_Task data_:
★ ★ ★ ★ ★

PR #721, opened 2026-02-02
Fix key/value parser for armored files

aguinetsb:
There can be cases where the input string is

```
--- BEGIN [...] ---
(no header)

(base64)
--- END [...] ---

this is noise: more noise
```

The current key/value parser for headers won't stop at new lines and will consume the input until the ":" in the noise. This PR fixes this and explicitly search for lines before parsing headers.

### DIFF
--- a/src/armor/reader.rs
+++ b/src/armor/reader.rs
@@ -5,11 +5,11 @@ use buffer_redux::BufReader;
 use byteorder::{BigEndian, ByteOrder};
 use nom::{
     branch::alt,
-    bytes::streaming::{tag, take, take_until, take_until1},
+    bytes::streaming::{tag, take, take_until},
     character::streaming::{digit1, line_ending, not_line_ending, space0},
-    combinator::{complete, map, map_res, opt, success, value},
+    combinator::{all_consuming, complete, map, map_res, opt, rest, success, value, verify},
     multi::many0,
-    sequence::{delimited, pair, preceded, terminated},
+    sequence::{delimited, pair, preceded, separated_pair, terminated},
     AsChar, IResult, Input, Parser,
 };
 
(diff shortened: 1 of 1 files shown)


dignifiedquire:
Is this actually a spec compliant version?  If so can you make sure to add a test that fails without this change please

aguinetsb:
@dignifiedquire good question, let me check.

In the meantime I have a related one: is rpgp designed to parse armored keys that are potentially followed by random noise, or is the input reader supposed to stop at anything that wouldn't fit the spec?

If this is the former, and the format above is not spec compliant, then indeed maybe this PR is irrelevant.

Our use case is that we basically want to extract PGP keys from "arbitrary files". So we'd look for the armor header, decode the key and stop at the armor footer. At least ideally that's what we'd like to do. That would allow not to have a temporary buffer of the armored version in memory.

Thanks!

hko-s:
Sorry for the slow reply!
> [..] is rpgp designed to parse armored keys that are potentially followed by random noise, or is the input reader supposed to stop at anything that wouldn't fit the spec?

rPGP's dearmoring aims to be restrictive. Over time, we've locked down what's accepted without throwing an error, and I think we might do more of that. (This is particularly relevant for "clearsigned messages", but I think it's also good for a library to limit lenience for regular armored inputs.)

For the use case you describe, pre-processing the input seems like a good approach to me.

hko-s:
FYI, there are a lot of tests that deal with weird ASCII Armor in the Interop Test Suite at https://sequoia-pgp.gitlab.io/openpgp-interoperability-test-suite/results.html#Mangled_ASCII_Armored_Key

Those also give some measurement of what the various implementations currently do in a number of edge cases.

★ ★ ★ ★ ★

_About this exercise_:
Using the data above, return each line that includes the word "like".

_Finished exercise_:
Our use case is that we basically want to extract PGP keys from "arbitrary files". So we'd look for the armor header, decode the key and stop at the armor footer. At least ideally that's what we'd like to do. That would allow not to have a temporary buffer of the armored version in memory.
For the use case you describe, pre-processing the input seems like a good approach to me.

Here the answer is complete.